For the gaunt, intense Kennedy, it became the scoop from Hell. Allied headquarters stripped away his press credentials, denounced him personally for defying the rules, and banished him to New York, where the AP fired him. Meanwhile, 54 rival reporters who had abided by the news embargo signed a statement branding Kennedy a double-crosser. The label lingered. In 1960, Walter Cronkite of CBS, a former United Press war correspondent, refused to stand when Kennedy offered his hand, according to a journalist who witnessed the encounter.
Kennedy tried for years to repair his damaged reputation, publishing a lengthy self-defense in the Atlantic ("I'd Do It Again," August 1948.) Among other points, Kennedy argued that Ike had not ordered the blackout for legitimate reasons of military security. He had done so for political reasons that did not justify censorship. Soviet dictator Josef Stalin wanted to stage a second surrender ceremony in Berlin - to sell the illusion that the Nazis had surrendered first to the Soviets. He did not want his propaganda ceremony overshadowed by news of the authentic surrender in Reims. Eisenhower's news blackout was intended to appease an increasingly truculent and distrustful ally. Documents in the National Archives bear this out. But the Atlantic article did not put Kennedy's career back on track. This former star of international journalism spent the rest of his life in small-town-newspaper exile, brooding and embittered. He died in Monterey, CA in 1963 after stepping from a bar into the path of an oncoming sedan.
Now scroll ahead 50 years to the present day: Ed Kennedy has been nominated for a Pulitzer Prize, honoring him in death for the decision that undid him in life. Dozens of journalists have joined the cause, petitioning the Pulitzer board on Kennedy's behalf. Kennedy's rehabilitation began last year with publication of memoirs that had sat for years in a box in his daughter's attic. After being invited to write the forward to Ed Kennedy's War, Associated Press CEO Tom Curley was moved to issue a public apology for Kennedy's firing. Publicity from that apology inspired the Pulitzer drive, and the board is set to announce this year's winners on April 15.

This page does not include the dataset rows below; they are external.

PR #2497, opened 2024-08-14
improve: replace jenvtest with kube-api-test from fabric8 client

csviri:


operator-framework/pom.xml
```diff
@@ -85,9 +85,8 @@
       <scope>test</scope>
     </dependency>
     <dependency>
-      <groupId>io.javaoperatorsdk</groupId>
-      <artifactId>jenvtest</artifactId>
-      <scope>test</scope>
```
metacosm, line 90: Shouldn't it still use the test scope?

csviri: I guess that is inherited from dependency management

metacosm: https://stackoverflow.com/questions/15221299/dependencymanagement-and-scope seems to indicate that putting scopes in `dependencyManagement` is a bad practice…

csviri: hmm, ok np, will move it

metacosm (approved):

metacosm (approved):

The Pulitzer board has bestowed posthumous awards in the past, all in music, so Kennedy appears eligible by precedent. Does he deserve this recognition? To answer that, one must first address a threshold question: Was breaking the news embargo ethically justifiable? War Department officials, and the journalists that Kennedy "scooped," said emphatically that it was not, and some recent commentators agree. Their case falls apart under scrutiny:
- Kennedy broke his word when he broke embargo. Actually, it was Eisenhower's command that broke the embargo. As Ike's Chief of Staff, Gen. Walter Bedell Smith acknowledged after the war, the Allies ordered German radio to broadcast news of the surrender repeatedly to ensure that German forces stood down. The Germans complied, and Kennedy filed his story only after learning of the German broadcasts. He told the senior censor that these broadcasts had nullified the embargo, and he was no longer pledged to honor it.
- Kennedy failed to inform his bosses that his dispatch broke the embargo. This is true, but he faced a Hobson's choice. Kennedy had dictated his story to the AP London bureau by phone. The London bureau then had to relay the story to New York headquarters for editing, using a trans-Atlantic cable minded by a military censor. Kennedy thus had two options. He could dictate the story without a warning to editors that it was unauthorized, and get it into print. Or he could include a note telling editors that he was breaking the embargo, ensuring that the censor could stop the dispatch. Kennedy made a difficult choice, but not a deceitful one.
- Kennedy betrayed his fellow correspondents by failing to inform them of his intentions in advance. Come on. Wire reporters are paid to be first. If he had stopped to confer with his nearly 60 rivals, not only would he have lost the scoop, but also might inadvertently have alerted the authorities, making it impossible for anyone to file the story.
The Pulitzer board has awarded special citations recognizing a journalists' body of work, not merely an article or series. The case for a Kennedy Pulitzer is stronger if one takes into account his entire career as a war correspondent, starting with the Spanish Civil War in 1937 and continuing through desperate battles in North Africa and Crete, the beachhead at Anzio, Italy, and the allied invasion of Southern France. Through it all, he butted heads continually with Army censors and PR officers who sought to keep journalists under tight control. In September 1944, Kennedy took a jeep and broke away from headquarters, driving from southern France toward Paris, eluding retreating German units, mapping areas that had fallen under control of the Resistance, and documenting a Nazi massacre of men, women, and children. He arrived in Paris only to have his credentials suspended for traveling without permission. Eric Sevareid, who covered the war for CBS, described Kennedy in his 1953 memoir as "one of the most rigidly honest, most unflaggingly objective journalists, who never ceased in his efforts to free the news . . . He did more to hold the military to the letter of the censorship rules . . . than any other journalist I know."